A full history of the gavel requires an exploration of Tiffany’s role in its construction. I do not know whether Jackson commissioned an item composed of particular metals and woods or whether this was something the manufacturer had on hand. There is, however, a bit of a puzzle in the inscription. Note that it mentions five woods, listing the four woods used in the head (maple from Connecticut, ash from Pennsylvania, red birch from New Hampshire, and oak from New York state), then adding after the reference to California gold and Nevada silver, that the handle of the gavel was made from “the vermilion of Kentucky.” Vermilion is a color, not a wood. So what kind of material actually came from Kentucky?

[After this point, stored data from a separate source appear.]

PR #2327, opened 2021-05-24
Update connectome2tck.cpp

nicdc:
changed tck2connectome to connectome2tck

Please enter a concise description of the changes proposed in the pull request,
along with any relevant links to external discussions.

-  If your pull request involves fixing a bug, then the relevant code
   should be in a branch that is a derivative of `master`, and you should
   select `master` as the target branch in the pull request; for all other
   pull requests, the relevant code should be in a branch that is a
   derivative of `dev`, and you should select `dev` as the target branch
   of the pull request (assuming no other more appropriate branch exists).

-  If your proposed changes address an [existing Issue](https://github.com/MRtrix3/mrtrix3/issues)
   listed on GitHub, please add a reference to that Issue (a "`#`"
   character followed by the issue number).
#2326
-  If your proposed changes are not yet ready to be merged, but you are
   creating a pull request in order to initiate communications on such,
   please flag it as a [draft pull request](https://github.blog/2019-02-14-introducing-draft-pull-requests/).

-  You may optionally add `@mentions` of a person or team appropriate
   for reviewing proposed changes.
@jdtournier

PR #2402, opened 2021-11-24
CONTRIBUTING.md: Revise text RE: target branch for docs changes

Lestropie:
Based on feedback in #2398.

@fionaEyoung: Would this text have been more appropriate in your opinion? Eager to remove barriers to contribution as much as possible.

@jdtournier: I figure the main barrier is not `dev` vs. `master` target so much as whether we need to check formatting; in which case we probably need to merge `master` into `docs` at our end, merge the external PR into `docs`, then it's our obligation to fix then merge `docs` into `master` or `dev`. Unless it's easy to configure docs building from external forks?

### DIFF
--- a/CONTRIBUTING.md
+++ b/CONTRIBUTING.md
@@ -145,9 +145,13 @@ to be provided in subsequent sections of this document.
 
    -  If only making changes to the *MRtrix3* *documentation*, then the
       appropriate base branch will depend upon the nature of the changes
-      being proposed and the urgency of the update. In this scenario,
-      please generate an [Issue](https://github.com/MRtrix3/mrtrix3/issues)
-      to facilitate communication with the core development team.
+      being proposed and the urgency of the update. If providing a minor
+      correction to spelling / grammar, then a direct merge to `master`
+      is appropriate. If however your changes are sufficiently complex that
+      they would require verification that the formatting of the online
+      documentation is correct, then this will require coordination with
+      the *MRtrix3* core development team; in this case, please generate an
+      [Issue](https://github.com/MRtrix3/mrtrix3/issues) to facilitate such.
 
 1. Generate one or more Git commits that apply your proposed changes to
    the repository.
--- a/CONTRIBUTING.md
+++ b/CONTRIBUTING.md
@@ -145,13 +145,17 @@ to be provided in subsequent sections of this document.
 
    -  If only making changes to the *MRtrix3* *documentation*, then the
       appropriate base branch will depend upon the nature of the changes
-      being proposed and the urgency of the update. If providing a minor
-      correction to spelling / grammar, then a direct merge to `master`
-      is appropriate. If however your changes are sufficiently complex that
-      they would require verification that the formatting of the online
-      documentation is correct, then this will require coordination with
-      the *MRtrix3* core development team; in this case, please generate an
-      [Issue](https://github.com/MRtrix3/mrtrix3/issues) to facilitate such.
+      being proposed and the urgency of the update. For instance, if providing
+      a minor correction to spelling / grammar, or fixing an erroneous
+      hyperlink, then a direct merge to `master` is likely appropriate.
+      Conversely, if the changes are non-trivial, and it makes more sense for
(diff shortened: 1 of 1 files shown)


fionaEyoung:
I think that's a good clarification, and sends the message that no contribution is too big or small as long as the appropriate route is taken. It might also be nice, for the various scenarios, to have links to some example issues/PRs (e.g. #2327) that demonstrate the process.

For more complicated changes that might require core team input, maybe making use of the "[Allow edits by maintainers](https://docs.github.com/en/pull-requests/collaborating-with-pull-requests/working-with-forks/allowing-changes-to-a-pull-request-branch-created-from-a-fork)" feature would help? Its a fairly obscure option that I've never made use of before, but might offer an easier way of changing external PRs without a whole bunch of merges. That may not answer the docs building question though.

While we're on the subject of contributing guidelines, I noticed an outdated link in the guidelines for opening a new [bug report](https://github.com/MRtrix3/mrtrix3/issues/new?assignees=&labels=bug&template=bug_report.md&title=%5Bcommand%5D%3A+%5Bbug+report+title%5D). https://mrtrix.readthedocs.io/en/latest/troubleshooting/advanced_debugging.html is dead, I guess the equivalent wiki page is [this one](https://community.mrtrix.org/t/advanced-debugging-of-mrtrix3-binaries/2555)?

jdtournier:
Looks good, no issues from my point of view. The only thing I would say is that starting with an issue before making changes might be advisable to avoid the faff that switching merge targets can otherwise entail. If the user makes changes based on `master` and submits a PR, but we subsequently suggest this should be merged to `dev`, this can sometimes be a messy process (typically best done with a cherry-pick and a forced push, or a whole new PR...). It would be good to somehow convey this issue so users understand why starting with an issue might save them a lot of time down the track... 

And I also agree that "allow edits by maintainers" feature should be encouraged! It would make all of our lives much easier if we could push suggested changes directly to the relevant branch... 

In terms of generating the docs on other branches: it's trivial for branches on our repo, not so trivial if they're on other repos, as far as I can tell. It can be done, but it essentially involves setting up a whole new project on readthedocs - not difficult, mind you, maybe we can provide that as a suggestion? Otherwise, the simplest would indeed be to duplicate the user's branch on our repo, and yes, the simplest might be to re-use the `doctest` branch since it is automatically built (though I might disable it on the main readthedocs site, and enable it on the [mrtrix-dev project](https://mrtrix3-dev.readthedocs.io/en/latest/) instead. We can have any branch we want built, we just need to enable it on the readthedocs site. 

And thanks for spotting the dead link, @fionaEyoung! I think the link you've identified is indeed the relevant one. We'll get that fixed ASAP - unless you beat us to it... ;)

fionaEyoung:
Aha! I hadn't realised editing an issue template was even an option...

Lestropie:
> The only thing I would say is that starting with an issue before making changes might be advisable to avoid the faff that switching merge targets can otherwise entail.

Agreed; revised.

> And I also agree that "allow edits by maintainers" feature should be encouraged! 

Given this can be engaged after the fact, I don't think it needs to appear in the contribution document; we can simply make the request if need be.

> In terms of generating the docs on other branches:

I've removed that component entirely. Somehow forgot the fact that one can do a [local rendering](https://github.com/MRtrix3/mrtrix3/blob/master/docs/README.md) for such verification purposes.

jdtournier:
Looks good to me, thanks! 

One minor point though: while local rendering is possible, I've certainly had issues with it from time to time (probably mostly due to using a bleeding-edge distro like Arch Linux, though). Pushing to a branch and having readthedocs render it is much easier, especially for users less familiar with `python` and `pip`. But then, the right place to mention this would be in that `docs/README.md` document, not necessarily in the issue template...

jdtournier (approved):

Lestropie:
If there's a reasonable chance of a rendering issue, we can always at our end generate a new branch here based on the fork and set that up to render on readthedocs. But it's maybe too esoteric an issue to be waffling on about in the contributing guidelines.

In an attempt to answer this question, I consulted a reference librarian at the Kentucky Historical Society, two experts on Kentucky folklore, a Harvard bibliographer, and a museum curator, four of whom joined me in a search on Google. Several of us found a reference to a wood called “vermillion” (with two l’s) that came from Papua New Guinea. None of us came up with a reference to Kentucky “vermilion.” Yet surely there must have been a wood with that name, unless the engraver left out a word and vermilion was simply an adjective. One of my consultants thought it referred to red oak. Another suggested the Kentucky Coffee Tree. Although actually a legume rather than a tree, this plant, now the official state tree, was highly valued in the early days. George Washington apparently had a specimen on his estate. According to the Kentucky State Library, its wood was prized “for its rich color and dense grain.” It was sometimes called “Kentucky Mahogany.”6 If anybody reading this essay has a better answer, please let me know!

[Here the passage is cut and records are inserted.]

PR #2406, opened 2021-11-29
dev update

jdtournier:
Regular merge of `master` into `dev`, this time to deal with the changes made to deal with the many `pylint` 2.11.1 warnings. 

One point worth mentioning is that I've left `consider-using-f-string` disabled, since these were introduced in Python 3.6. As far as I can tell, we can't use them without breaking compatibility with Python 3.5 or earlier. We are dropping support for Python 2, but I'm not sure we should immediately require Python 3.6+. Open for discussion...


Lestropie:
> I've left consider-using-f-string disabled, since these were introduced in Python 3.6.

:+1:

Lestropie (approved):
Looks right to me.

The AHA gavel is a reminder of the complexity of seemingly simple things. In its slim frame, voluntarism, craft, economy, environment, politics, and historical memory come together inviting us to acknowledge both the geographical breadth and the methodological depth of our enterprise. Sometimes I imagine carrying the AHA gavel to Antiques Roadshow. The camera would zoom in on its polished surface, while the interviewer asked, “And what do you think it is worth?”

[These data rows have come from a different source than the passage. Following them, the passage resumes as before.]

PR #2423, opened 2022-02-07
tensor2metric: avoid crash when supplying input with wrong size

bjeurissen:
Tensor2metric was segfaulting with multiple users on the forum when provided DWIs instead of tensors. On my own system the command even became unresponsive... This change checks if the input consists of 6 volumes and thus can be considered a tensor.

### DIFF
--- a/cmd/tensor2metric.cpp
+++ b/cmd/tensor2metric.cpp
@@ -145,7 +145,7 @@ class Processor { MEMALIGN(Processor)
 
       /* input dt */
       Eigen::Matrix<double, 6, 1> dt;
-      for (auto l = Loop (3) (dt_img); l; ++l)
+      for (dt_img.index(3) = 0; dt_img.index(3) < 6; ++dt_img.index(3))
         dt[dt_img.index(3)] = dt_img.value();
 
       /* output adc */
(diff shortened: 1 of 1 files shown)


jdtournier:
I agree this needs a fix, and this may be the simplest way to dealing with this. Would this cause any issues when producing DKT outputs from `dwi2tensor`? I think they're currently kept as separate files, but I have a feeling we'd discussed storing them within the same file at some point in the past... (?)

I also reckon it might be worth trying to identify what it is that's causing the program to hang or segfault. We don't typically have issue with too many volumes, normally the problem is too few causing overruns. Do we have any insights into what's actually causing the failures? And is capping the number of input volumes sufficient to avoid these problems?

jdtournier:
Quick look at the code: I reckon [this would be the problematic line](https://github.com/MRtrix3/mrtrix3/blob/aba024b0f7600f9e60e51331fdbc85b76af6a092/cmd/tensor2metric.cpp#L148): it'll immediately cause a buffer overrun if `dt_img` has more than 6 volumes. So maybe that fix is enough to guarantee correct operation. I would be tempted to modify that loop to explicitly only pick out the first 6 volumes, just in case...?

jdtournier (approved):

bjeurissen (commented):
Looks great!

I would tell him that in 1984, it was appraised at $1,800. He would pause for dramatic effect, and then say: “Today, if it should come up for action, I would estimate its value at . . . “
I would gasp, and then say, “We do not plan to sell it.”
—Laurel Thatcher Ulrich (Harvard Univ.) is president of the AHA.
Notes
1. For a photograph, see www.potomac5.org/gavel.php.
2. Arthur M. Schlesinger, “What Then Is the American, This New Man?” AHA Presidential Address, 1942. American Historical Review 48:2 (January 1943), 225–244, and online at www.historians.org.
3. Official Proceedings of the National Democratic Convention (Chicago: 1892) p. 68. Internet Archive, www.archive.org/details/officialproceedi00demoiala.
4.Report of The Proceedings of the Society of the Army of Tennessee, (Cincinnati: 1895) p. 20.
5. Proceedings of the 36th Annual Convention of the Master Car and Locomotive Painters' Association (Chicago: 1904), p. 26 https://books.google.com.
6. “Kentucky’s State Tree,” Kentucky Department for Library and Archives, www.kdla.ky.gov/resources/kytree.htm.